(RECORDED DATA begins)

PR #8061, opened 2023-01-25
chore(scripts): Add `yarn navigate-to-route` script

damassi:
### Description

This adds a helpful new command to our `package.json` scripts so that we can navigate directly to a route in eigen:

```
yarn navigate-to-route /artist/andy-warhol
```

cc @artsy/mobile-platform

### DIFF
--- a/package.json
+++ b/package.json
@@ -31,6 +31,7 @@
     "flip_table_extreme": "./scripts/flip-table-extreme",
     "generate-cities-cache": "node scripts/generate-cities-cache.js",
     "generate-cities-objc": "node scripts/generate-cities-objc.js",
+    "navigate-to-route": "./scripts/navigate-to-route",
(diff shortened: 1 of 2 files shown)


package.json
```diff
@@ -31,6 +31,7 @@
     "flip_table_extreme": "./scripts/flip-table-extreme",
     "generate-cities-cache": "node scripts/generate-cities-cache.js",
     "generate-cities-objc": "node scripts/generate-cities-objc.js",
+    "go-to-route": "./scripts/go-to-route",
```
brainbicycle, line 34: nice!!! what do you think about `navigate` as a name instead? just to be more consistent with the function in the code. Love the tool though

damassi: Yup, i can fix 👍 i had some qs about that

PR #8066, opened 2023-01-26
chore: increase app version

MounirDhahri:
### Description
Set app version to **8.7.0**

cc @brainbicycle

#nochangelog


MounirDhahri:
Deploying betas again 🚧

PR #8077, opened 2023-01-27
fix: Refetch artwork after editing

olerichter00:
This PR resolves [CX-3357] 

### Description

Refetch artwork after editing

### PR Checklist

### To the reviewers 👀

-

#### iOS user-facing changes

-

-

#### Dev changes

-

</details>

[CX-3357]: https://artsyproduct.atlassian.net/browse/CX-3357?atlOrigin=eyJpIjoiNWRkNTljNzYxNjVmNDY3MDlhMDU5Y2ZhYzA5YTRkZjUiLCJwIjoiZ2l0aHViLWNvbS1KU1cifQ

(RECORDED DATA ends)

WHAT IS EXPECTED: Reproduce only the lines between the line containing "PR #8077, opened 2023-01-27" and the last line of the records, those two lines included, exactly.

EXERCISE RESPONSE:
PR #8077, opened 2023-01-27
fix: Refetch artwork after editing

olerichter00:
This PR resolves [CX-3357] 

### Description

Refetch artwork after editing

### PR Checklist

### To the reviewers 👀

-

#### iOS user-facing changes

-

-

#### Dev changes

-

</details>

[CX-3357]: https://artsyproduct.atlassian.net/browse/CX-3357?atlOrigin=eyJpIjoiNWRkNTljNzYxNjVmNDY3MDlhMDU5Y2ZhYzA5YTRkZjUiLCJwIjoiZ2l0aHViLWNvbS1KU1cifQ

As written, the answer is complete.